When we examine the matter in the light of simple reason we may see that of all privileges land ownership is the greatest, -- that, indeed, it is the chief cause of the unequal distribution of wealth. For consider: In the beginning God made nature and man. He did not endow man with the power to produce something from nothing, but required him to apply his powers -- that is, his labor -- to nature so as to draw forth the things necessary to satisfy human desire. The part of nature to which man was to apply his labor was land.
Now a man has an inherent right to himself, and, consequently, to the fruits of his labor. By the same reasoning, he has no right to another or to the fruits of that other's labor. If this be so, it follows that land cannot in justice be made private property, for to be private property it must be owned by some to the exclusion of others, which would reduce to more or less dependence those others who must use it. Legally, however, in many parts of the world men have been, and in some parts of the world yet are, enslaved and are called "property." Similarly, in most of the civilized world land is owned by a part of the inhabitants and is called "property." Such "property" has the legal as well as what the moralists call the "social sanction." But this reckless use of the word destroys its real and legitimate use.

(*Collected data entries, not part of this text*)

PR #8677, opened 2026-07-29
feat(metasrv): record WAL prune procedure events

WenyXu:

- Follows the procedure event conventions established in #8648, #8623, #8632, and #8627.

Add a sparse procedure event for remote WAL prune operations.

`WalPruneProcedure` records `Retrying`, `Failed`, and `Poisoned` transitions to retain failure diagnostics. It records `Succeeded` only when `WalPruneOutcome` confirms an actual physical or logical prune; `Submitted`, `Recovered`, and successful no-op runs emit no event. `RollingBack` and `ChildSubmitted` do not apply because WAL pruning neither supports rollback nor submits child procedures.

The event schema contains `topic_name`, `prunable_entry_id`, and nullable `latest_offset`. `prunable_entry_id` is the requested prune boundary; on non-`Succeeded` rows it is only an attempted boundary, so consumers must filter `procedure_trigger = 'Succeeded'` to identify persisted prune boundaries. `latest_offset` is the Kafka log-end offset, an exclusive upper bound. The versioned payload contains `logical_delete`; `WalPruneData` serialization remains unchanged.

Procedure event delivery is best effort rather than a durable audit log. A physical prune can complete before a metasrv restart and recover as a no-op without a `Succeeded` event.

The procedure honors the event-type filter. `wal_prune` is listed in metasrv configuration only: standalone can use Kafka WAL but does not start the WAL prune ticker or manager. The generated configuration reference is updated accordingly.

## Validation

- `make config-docs`
- `cargo nextest run -p common-event-recorder wal_prune_schema_preserves_names_types_semantics_and_order`
- `cargo nextest run -p meta-srv test_wal_prune_event`
- `cargo check -p tests-integration --test main`
- `git diff --check`

Kafka-backed procedure and standalone integration tests were not executed locally and require CI validation.

## PR Checklist


WenyXu:
@codex review

src/meta-srv/src/procedure/wal_prune.rs
```diff
@@ -158,7 +168,7 @@ impl WalPruneProcedure {
             "Successfully pruned WAL for topic: {}, prunable entry id: {}, latest offset: {}",
             self.data.topic, self.data.prunable_entry_id, latest_offset
         );
-        Ok(Status::done())
+        Ok(Status::done_with_output(WalPruneOutcome))
```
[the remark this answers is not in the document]
WenyXu: The scenario is valid, but it only affects observability—the prune and its metadata boundary have already been committed successfully. Procedure event delivery is explicitly best effort rather than a durable audit log, so persisting additional completion state solely to guarantee this Succeeded event would add recovery-state complexity without providing an end-to-end delivery guarantee. The failed framework commit is still visible through the Retrying event, including its error and prune context, and subsequent prune cycles are unaffected. I’d prefer to keep the no-op path silent as designed.

fengjiachun (commented):
The implementation follows the conventions from #8627 / #8665 and reads cleanly. `cargo check -p meta-srv --lib --tests` and `cargo nextest run -p common-event-recorder wal_prune` both pass locally; I couldn't run the Kafka-gated tests.

My main concern isn't the code — it's that the PR description documents the design of the first commit, not what's on the branch now. `490dfe43` ("expand WAL prune procedure events") changed the design and the description was never updated. Three concrete contradictions:

- It says "Submitted, recovered, retrying, failed, and poisoned lifecycle transitions are also omitted", but `event()` emits for `Retrying`, `Failed` and `Poisoned`.
- It says an event is emitted "only after an actual prune successfully advances the persisted boundary" — failed and retrying attempts emit too.
- It describes the columns as the topic, "the nullable previous prune boundary", and the completed boundary. The actual columns are `topic_name`, `prunable_entry_id` and `latest_offset`; there is no previous-boundary column, `previous_pruned_entry_id` was dropped in `490dfe43`.

`git show 3bbcf5de6e` matches the description exactly, which confirms it's just stale. Since the description is both the change record and the de-facto spec for event consumers, could you rewrite it against the current design? Rest of the comments are inline.

src/meta-srv/src/procedure/wal_prune.rs
```diff
@@ -199,12 +209,43 @@ impl Procedure for WalPruneProcedure {
...
+
+        if matches!(&ctx.trigger, EventTrigger::Succeeded) {
+            let ProcedureState::Done {
+                output: Some(output),
+            } = ctx.lifecycle_state
+            else {
+                return None;
+            };
+            output.downcast_ref::<WalPruneOutcome>()?;
+        } else if !matches!(
```
fengjiachun, line 232: This branch emits events for `Retrying`, `Failed` and `Poisoned`, which is the opposite of what the PR description says. Assuming the code is the intended design, two things worth confirming.

With `max_retry_times` defaulting to 3 and `num_topics` to 64 on a 30-minute prune interval, a sustained Kafka outage produces roughly 4 events x 64 topics per cycle — ~12k rows/day of pure failure noise. Survivable, but it's exactly the volume concern the description cites as the reason for *not* emitting these, so it'd help to state why the trade-off flipped.

Separately, `RollingBack` and `ChildSubmitted` fall through to `None` here. That's correct today (`rollback_supported()` is false and there are no children), but it's implicit — a short comment would keep it from reading as an oversight.

src/common/event-recorder/src/event_table.rs
```diff
@@ -124,6 +124,18 @@ pub const VIEW_NAME_COLUMN: EventTableColumn =
 /// The canonical View identifier dimension.
 pub const VIEW_ID_COLUMN: EventTableColumn =
     EventTableColumn::new("view_id", ColumnDataType::Uint32, SemanticType::Field);
+/// The canonical Kafka topic name dimension.
+pub const TOPIC_NAME_COLUMN: EventTableColumn =
+    EventTableColumn::new("topic_name", ColumnDataType::String, SemanticType::Field);
+/// The canonical WAL prune boundary.
```
fengjiachun: "The canonical WAL prune boundary" reads as "the boundary that was pruned", but on `Retrying` / `Failed` / `Poisoned` rows this column carries `data.prunable_entry_id` — the *attempted* boundary, which never reached the metadata CAS. The field name is defensible ("prunable" = candidate), but the doc invites the wrong reading.

This also diverges from `RepartitionEvent::lifecycle()`, which deliberately nulls out its dimension columns on non-`Submitted` triggers precisely so lifecycle rows can't be mistaken for completion records. Either follow that pattern, or expand this doc to say it's the attempted boundary and that consumers must filter on `procedure_trigger = 'Succeeded'`.

src/meta-srv/src/procedure/wal_prune.rs
fengjiachun, line 174: Successful prunes can be lost across a metasrv restart. If the process dies after `update_pruned_entry_id` commits but before `done()`, recovery re-runs `on_prune`; the records are already physically gone, so `prunable_entry_id <= earliest_offset` now holds and the procedure returns a bare `Status::done()` with no output. No `Succeeded` event is ever recorded for a prune that did happen. Logical delete isn't affected — the records remain, so it prunes and emits again.

Recording is best-effort by design, so I wouldn't engineer around this, but it's worth a line in the rustdoc so a missing event isn't later read as "no prune occurred".

config/standalone.example.toml
```diff
@@ -907,7 +907,7 @@ ttl = "90d"
 ## `alter_database`, `drop_database`, `create_flow`, `drop_flow`,
 ## `create_table`, `create_logical_tables`, `alter_table`, `alter_logical_tables`,
 ## `drop_table`, `undrop_table`, `purge_dropped_table`, `truncate_table`,
-## `create_view`, `drop_view`.
+## `create_view`, `drop_view`, `wal_prune`.
```
fengjiachun: The WAL prune ticker and manager are only wired in `metasrv/builder.rs`, so standalone never submits a `WalPruneProcedure` in production. This list omits `region_migration`, `repartition` and `repartition_group` for the same reason. The new integration test submits the procedure by hand, which doesn't change what a standalone user can actually observe.

Suggest dropping `wal_prune` here and from the standalone half of `config/config.md`.

src/meta-srv/src/procedure/wal_prune.rs
```diff
@@ -422,4 +469,126 @@ mod tests {
...
+        let status = procedure.on_prune().await.unwrap();
+
+        assert_matches!(status, Status::Done { output: None });
+        assert_eq!(procedure.observed_latest_offset, Some(0));
+        delete_topic(context.client, &topic_name).await;
+    }
+
+    #[tokio::test]
+    async fn test_wal_prune_event_trigger_selection() {
+        maybe_skip_kafka_integration_test!();
```
fengjiachun, line 499: This test exercises pure `event()` trigger-selection logic — Kafka is only needed to construct `Context`. Gating it behind `maybe_skip_kafka_integration_test!()` means none of the trigger-selection coverage runs in normal CI. Awkward to avoid given `Context` holds an `Arc<Client>`, so not asking for a change; just flagging that the coverage isn't where it looks like it is.

src/meta-srv/src/procedure/wal_prune/utils.rs
```diff
@@ -141,7 +142,7 @@ pub(crate) async fn get_offsets_for_topic(
 pub(crate) async fn update_pruned_entry_id(
     table_metadata_manager: &TableMetadataManagerRef,
     topic: &str,
-    pruned_entry_id: u64,
+    pruned_entry_id: EntryId,
```
fengjiachun, line 145: `EntryId` is a `u64` alias, so this is a no-op that only adds an import — leftover from the first commit, where the previous boundary was threaded back out of this function. Mildly consistent with `WalPruneData::prunable_entry_id` so it's fine to keep, but it is churn in the diff.

src/meta-srv/src/procedure/wal_prune.rs
WenyXu: This is intentional: `Submitted` and `Recovered` add little value, while `Retrying`, `Failed`, and `Poisoned` provide useful operational context. I will document this trade-off and add a short comment explaining why rollback and child-submission triggers do not apply here.

src/common/event-recorder/src/event_table.rs
WenyXu: Agreed. The value is the requested prune boundary; on non-`Succeeded` events it is an attempted, not persisted, boundary. I will clarify the column documentation and note that consumers should filter on `procedure_trigger = 'Succeeded'` for completed prunes.

src/meta-srv/src/procedure/wal_prune.rs
WenyXu: Agreed. Event delivery is best effort, so I will keep the no-op path silent and document that a missing `Succeeded` event does not prove that no physical prune occurred.

config/standalone.example.toml
WenyXu: Agreed. The standalone test submits the procedure manually, but standalone does not run the WAL prune ticker or manager in production. I will remove `wal_prune` from the standalone example and its generated configuration reference.

src/meta-srv/src/procedure/wal_prune.rs
WenyXu: Agreed. This coverage is currently Kafka-gated because constructing the procedure context requires a Kafka client. I will leave it as-is for now rather than add test-only indirection solely for this trigger-selection test.

src/meta-srv/src/procedure/wal_prune/utils.rs
WenyXu: Thanks. I will keep `EntryId` here because it preserves the WAL entry-id meaning at the helper boundary, even though it is currently a `u64` alias.

WenyXu:
Good catch. `490dfe43` expanded the event scope, but I did not update the PR description. I will rewrite it to match the current triggers, columns, and payload semantics.

WenyXu:
@codex review

fengjiachun (approved):
LGTM

PR #8679, opened 2026-07-29
refactor(mito2): add prerequisites for range-based series reads

evenyag:

Follow-up to #8586.

This PR prepares the internal Mito2 read path for a range-based metric-series reader while deliberately leaving the reader implementation and runtime wiring for a follow-up PR.

- Allow an opt-in pruner to retain already-cached file-range builders after the current range batch is consumed, so candidate and data phases can share them without changing existing scan behavior.
- Preserve the original cache-eligibility rule: late pruning results are never cached after all range references are consumed, while retained builders remain query-scoped until the pruner is dropped.
- Document that repeated `add_partition_ranges()` calls must register consistent ranges from the same logical scan; their reference counts accumulate in the pruner.
- Add distinct cache-key stages for candidate-series and assigned series-data reads.
- Add primary-key range/filter and row-selection primitives needed to read selected series from Parquet.
- Keep only the shared `SeriesRange` type in `series_reader.rs`; the actual reader, batch collection, filtering, and stream assembly are deferred.
- Keep existing `SeqScan`, `SeriesScan`, and `UnorderedScan` behavior unchanged; they continue to use the non-retaining `Pruner::new` path.
- Do not add series-v2 scanbench code or two-stage runtime wiring.

There are no public API, wire-format, schema, persisted-format, or runtime behavior changes. The internal APIs intended for the follow-up are narrowly marked `allow(dead_code)` until that reader consumes them.

Validation:

- `make fmt`
- `make check`
- `make clippy`
- `cargo nextest run -p mito2` (1,052 passed)
- `make check-udeps` completed compilation but reported the pre-existing `common-stat -> nix` unused-dependency warning; this PR changes no Cargo manifests or `common-stat` code.

## PR Checklist

### DIFF
--- a/src/mito2/src/read/range_cache.rs
+++ b/src/mito2/src/read/range_cache.rs
@@ -41,6 +41,7 @@ use crate::read::BoxedRecordBatchStream;
 use crate::read::read_columns::ReadColumns;
 use crate::read::scan_region::StreamContext;
 use crate::read::scan_util::PartitionMetrics;
+use crate::read::series_reader::SeriesRange;
 use crate::region::options::MergeMode;
 use crate::sst::parquet::DEFAULT_READ_BATCH_SIZE;
 
@@ -72,6 +73,7 @@ pub(crate) struct ScanRequestFingerprint {
 enum RangeScanStage {
     Data,
     CandidateSeries,
+    SeriesData(SeriesRange),
 }
 
 #[derive(Debug)]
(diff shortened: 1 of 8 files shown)


evenyag:
@codex review

src/mito2/src/read/range_cache.rs
```diff
@@ -72,6 +73,7 @@ pub(crate) struct ScanRequestFingerprint {
 enum RangeScanStage {
     Data,
     CandidateSeries,
+    SeriesData(SeriesRange),
```
v0y4g3r, line 76: Do we need to take TableId into consideration when caching series ranges?

evenyag: All tables in one partition use the same series ranges. So we don't need to add every table id in the key.

v0y4g3r (approved):
LGTM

Property refers to something that may be owned without infringing the rights of another. It cannot mean a human being, nor the thing tn which a human being must apply his labor to satisfy his wants and desires. It can mean only that which his efforts may produce from nature. To that he can give title as producer. So that only such things as are derived from labor can be property. This is its sole source and title.

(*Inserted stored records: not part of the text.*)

PR #8683, opened 2026-07-29
fix: make select whole json2 column worked

MichaelScofield:

as title

## PR Checklist


MichaelScofield:
@codex review

fengys1996:
@codex review

src/common/recordbatch/src/lib.rs
```diff
@@ -429,6 +438,63 @@ impl RecordBatches {
...
+    ) -> std::result::Result<Option<ArrayFormatter<'a>>, ArrowError> {
+        if !array.data_type().is_binary() {
+            return Ok(None);
+        }
+
+        Ok(Some(ArrayFormatter::new(
+            Box::new(BinaryFormatter {
+                array,
+                is_json: field.is_some_and(is_json_extension_type),
+                default: ArrayFormatter::try_new(array, options)?,
```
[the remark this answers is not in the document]
MichaelScofield: ArrayFormatter::try_new directly constructs the default formatter through make_default_display_index and does not consult formatter_factory. The custom factory is only invoked by make_array_formatter, so this call intentionally does not recurse.

src/datatypes/src/data_type.rs
```diff
@@ -228,6 +228,11 @@ impl ConcreteDataType {
         matches!(self, ConcreteDataType::Json(_))
     }
 
+    /// Returns whether this is a JSON2 data type.
+    pub fn is_json2(&self) -> bool {
```
fengys1996, line 232: Nice abstraction.

src/datatypes/src/vectors/json/array.rs
```diff
@@ -120,8 +120,11 @@ impl JsonArray<'_> {
         let array_fields = struct_array.fields();
         let array_columns = struct_array.columns();
         let DataType::Struct(expect_fields) = expect else {
+            if expect.is_binary() {
```
fengys1996: ~~Could we update the `widen_to` documentation to explicitly mention the newly supported Struct-to-Binary JSONB encoding?~~

src/datatypes/src/vectors/json/array.rs
```diff
@@ -120,8 +120,11 @@ impl JsonArray<'_> {
...
+                return self.widen_scalar_to(expect);
+            }
             return AlignJsonArraySnafu {
-                reason: "expect struct datatype",
+                reason: "expect struct or binary datatype",
             }
             .fail();
         };
```
fengys1996: nit pick: more clear

```suggestion
        if expect == &DataType::Binary {
            return self.widen_scalar_to(expect);
        }

        let DataType::Struct(expect_fields) = expect else {
            return AlignJsonArraySnafu {
                reason: format!("expected Struct target datatype, got {expect}"),
            }
            .fail();
        };
```

src/common/function/src/scalars/json/json_get.rs
```diff
@@ -404,9 +406,15 @@ impl Function for JsonGetWithType {
                 let arg0 = compute::cast(&arg0, &DataType::BinaryView)?;
                 let jsons = arg0.as_binary_view();
 
-                let mut builder = result_builder(len, &with_type)?;
-                jsonb_get(jsons, path, builder.as_mut())?;
-                builder.build()
+                if args.arg_fields.first().is_some_and(is_json2_extension_type) {
```
fengys1996, line 409: nitpick: it would be helpful to add some comments as well.

src/common/recordbatch/src/lib.rs
```diff
@@ -429,6 +438,63 @@ impl RecordBatches {
     }
 }
 
+#[derive(Debug)]
+struct BinaryFormatterFactory;
```
fengys1996, line 442: nitpick: Should JSON-specific formatting live in the query/SQLness presentation layer instead? Adding it here makes the generic `RecordBatches::pretty_print()` understand JSON extension metadata and JSONB encoding.

src/datatypes/src/vectors/json/array.rs
fengys1996: After some testing, it seems we don’t need to extend widen_to() here, since it is intended for lossless alignment on the write path.

src/common/recordbatch/src/lib.rs
MichaelScofield: `pretty_print` is usually seen in tests, for human, placing the formatter here provides larger utility than placing it in sqlness. As to query layer, each protocol has its own formatting method, doesn't rely on this "pretty print".

fengys1996 (approved):

fengjiachun (commented):
Superseded by https://github.com/GreptimeTeam/greptimedb/pull/8683#pullrequestreview-4828433294 — same points, anchored inline.

src/common/function/src/scalars/json/json_get.rs
```diff
@@ -404,9 +406,18 @@ impl Function for JsonGetWithType {
...
```
fengjiachun, line 409: This can still drop the path, and I'd call it blocking. It's a different mechanism from the `SELECT j, j.a` case codex flagged, and it survives the `is_json2_extension_type` fix.

The comment says a binary JSON2 argument "is therefore an already-selected scalar or root value", but that doesn't hold when one query both reads the column whole and reads a path out of it:

1. `deduce_json_type` returns `JsonNativeType::String` for the whole-column read (json_type_concretize.rs:130)
2. `deduce_json_types` merges all hints for a column, and `merge(String, Object{..})` falls to `_ => Variant` (json_type.rs:119)
3. `as_arrow_type` maps `Variant` to `Binary` (json_type.rs:143)
4. so the *path* `json_get` now receives `Binary` + JSON2 extension, takes this branch, and `path` is discarded
5. `project_to(Utf8View)` on an Object hits the `to_type.is_string()` branch and returns the **whole object serialized as a string** for every row (array.rs:354). With an explicit `::bigint` it's `Value::Object(_) => Null` instead (array.rs:418)

Repro:

```sql
select json_get(j, ''), j.a.b from json2_table;
```

(Derived from reading the code, not executed — no build cache locally. Cheap to confirm by adding it to json2.sql.)

The fix is the predicate `ensure_no_whole_json2_read` already had:

```rust
let whole_column = path.trim_start_matches('$').split('.').all(str::is_empty);
if whole_column && args.arg_fields.first().is_some_and(is_json2_extension_type) {
```

src/common/function/src/scalars/json/json_get.rs
```diff
@@ -404,9 +406,18 @@ impl Function for JsonGetWithType {
                 let arg0 = compute::cast(&arg0, &DataType::BinaryView)?;
                 let jsons = arg0.as_binary_view();
```
fengjiachun, line 407: nit: `jsons` is now only used in the `else` branch — could move it in.

src/datatypes/src/extension/json.rs
```diff
@@ -103,8 +103,22 @@ impl ExtensionType for JsonExtensionType {
...
+    field.as_ref().extension_type_name() == Some(JsonExtensionType::NAME)
+}
+
+/// Check if this field is a JSON2 extension type.
+///
+/// Legacy JSONB and JSON2 share the same JSON extension name. The column schema construction
+/// invariant is that JSON2 always stores its settings as `Some`, including default settings,
+/// while legacy JSONB stores no JSON settings. Therefore, after checking the extension name,
+/// the presence of JSON settings distinguishes JSON2 from legacy JSONB.
+pub fn is_json2_extension_type<T: AsRef<Field>>(field: T) -> bool {
```
fengjiachun, line 116: "JSON2 always stores settings as `Some`, legacy JSONB stores none" is now a correctness-critical, cross-crate invariant held together by a doc comment. It holds in production paths today (I checked), but nothing enforces it.

Concretely, these fixtures build **JSON2** columns with `JsonMetadata::default()`, so under the new semantics they model legacy JSONB:

- `src/query/src/optimizer/json_type_concretize.rs:200` — `ConcreteDataType::json2(...)` + `JsonMetadata::default()`
- `src/mito2/src/sst/parquet/json_align/schema.rs:155` — the `json_struct_field` helper
- `src/mito2/src/memtable/bulk/json_align.rs:238`

Suggest switching those to `Some(JsonSettings::default())` and adding a `debug_assert` (or a constructor that can only produce valid JSON2 metadata) where JSON2 column schemas are built — otherwise the next test written on top of these fixtures bakes in the wrong assumption.

Also: the legacy-vs-JSON2 discrimination in `json_get` is currently guarded only by the compatibility suite. A direct unit test in json_get.rs would pin the regression much closer to the code.

Minor: `Field::try_extension_type` does a `serde_json::from_str` of the extension metadata on every call, and `invoke_with_args` runs once per RecordBatch. Small next to per-row JSONB decoding, but avoidable.

src/mito2/src/read/flat_projection.rs
```diff
@@ -365,7 +358,7 @@ impl FlatProjectionMapper {
             }
 
             let field = &self.output_schema.arrow_schema().fields()[output_idx];
-            if is_structured_json_field(field) {
+            if is_json_extension_type(field) {
```
fengjiachun, line 361: This is still the wide predicate, while json_get.rs:409 now uses the narrow `is_json2_extension_type`. Now that the narrow one exists, this should use it too.

As written it violates the invariant documented on `is_structured_json_field` ("legacy JSONB ... must not enter structured JSON alignment paths"), and only avoids breaking because `project_to` short-circuits when source and target types are identical. If a legacy JSONB column ever arrives as `BinaryView` against a `Binary` output field, `can_fast_cast_types` returns false and this silently degrades into a per-row jsonb decode/re-encode round-trip.

src/common/recordbatch/src/lib.rs
```diff
@@ -429,6 +438,63 @@ impl RecordBatches {
...
+        }
+
+        if self.array.is_null(idx) {
+            write!(f, "{}", self.null)?;
+        } else {
+            let bytes = match self.array.data_type() {
+                ArrowDataType::Binary => self.array.as_binary::<i32>().value(idx),
+                ArrowDataType::LargeBinary => self.array.as_binary::<i64>().value(idx),
+                ArrowDataType::BinaryView => self.array.as_binary_view().value(idx),
+                _ => unreachable!(),
```
fengjiachun, line 488: `DataType::is_binary()` includes `FixedSizeBinary`, and `is_json_extension_type` only compares the metadata name without validating against `supports_data_type`. So a mislabeled field panics the formatter rather than degrading. Falling back to `self.default` here costs nothing.

src/common/recordbatch/src/lib.rs
```diff
@@ -429,6 +438,63 @@ impl RecordBatches {
...
+        field: Option<&'a Field>,
+    ) -> std::result::Result<Option<ArrayFormatter<'a>>, ArrowError> {
+        if !array.data_type().is_binary() {
+            return Ok(None);
+        }
+
+        Ok(Some(ArrayFormatter::new(
+            Box::new(BinaryFormatter {
+                array,
+                is_json: field.is_some_and(is_json_extension_type),
```
fengjiachun, line 458: This uses the wide predicate, so **legacy JSONB columns now render as JSON text instead of binary** in `pretty_print`. Probably an improvement, but it's a user-visible behavior change — worth confirming it's intentional and noting it in the description.

src/query/src/optimizer/json_type_concretize.rs
```diff
@@ -227,7 +127,7 @@ fn deduce_json_type(expr: &Expr) -> Result<Option<(String, JsonNativeType)>> {
         JsonNativeType::try_from(&with_type).map_err(|e| plan_datafusion_err!("{e:?}"))?;
 
     let mut split = path.rsplit(".");
-    let Some(leaf) = split.next() else {
+    let Some(leaf) = split.next().filter(|&x| !x.is_empty() && x != "$") else {
```
fengjiachun, line 130: This only inspects the last segment, so `json_get(j, 'a.')` is treated as a whole-column read rather than a read of field `a`. Same predicate as the json_get.rs:409 comment — worth extracting a shared `is_whole_column_path(path)` and using it in both places.

fengjiachun (commented):
Re-posting my earlier comment anchored inline, so each point sits on the code it's about. Sorry for the duplication.

Two pieces of context worth recording:

- The `is_json2_extension_type` change fixes a **CI-confirmed regression**, not a hypothetical one. On the previous revision `Compatibility Test (recent releases)` failed on `legacy_jsonb` while passing on the merge base: `json_get_int(j, 'a') = 10` returned zero rows, because legacy JSONB columns carry the JSON extension metadata and so took the new branch with `path` dropped. Worth a line in the PR description — it's an upgrade-only silent-wrong-results path that sqlness cannot see.
- I checked the invariant the new predicate rests on: every `JsonMetadata::default()` (i.e. `json_settings: None`) construction site in the tree is inside `#[cfg(test)]`, and the only production site is `statements.rs:167`, which goes through `unwrap_or_default()` and is therefore always `Some`. So the discrimination does hold today.

Two more that don't anchor cleanly to a diff line:

- The json2_limit table is still named `json2_disable_whole_column_read`, which now means the opposite of what it tests, and the two new cases lost their explanatory comments.
- +1 to the earlier point that removing `InnerError::Datafusion` belongs in its own PR.

I'd treat the `json_get` comment as blocking; the `flat_projection` and `is_json2_extension_type` ones are cheap and close the same class of bug at its root.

Ownership in a man would give the right to his exertions. Not a right to the slave's body, but a right to his labor was the contention of some of the American pro-slavery advocates. "`The traffic of human souls,"' contended one, "which figures so largely in the speeches of the divines and demagogues, and which so fiercely stirs up the most unhallowed passions of their hearers, is merely the transfer of a right to labor. . . . When we say that slaves are property, we merely mean that their masters have a right to their service or labor." ("An Essay on Liberty and Slavery," by Albert Taylor Bledsoe, LL.D., Professor of Mathematics in the University of Virginia, published by J.B. Lippincott & Co., Philadelphia, 1856. See pp. 91 and 326.)
Similarly, ownership of land gives a power to exact part of the fruits which labor upon it shall bring forth. This ownership is not a right of property springing from labor. It is a power to appropriate the fruit of labor. It is not property, but a power to take, to confiscate, property. American black slaves and Russian white serfs were in effect still slaves even after emancipation, owing to the retention by the masters of the land which the former had to use. The serfs while still in bondage admitted that they belonged to their masters, but asserted that the land they worked belonged to themselves. When emancipated, they contended that the land should have gone with them. But in fact emancipation meant only the exchange of one kind of servitude for another. The serfs themselves were freed, but the land from which they had to draw their subsistence was appropriated. In this way servitude was continued without involving the responsibilities which serfdom had imposed upon the masters, among them that of taking care of the laborers.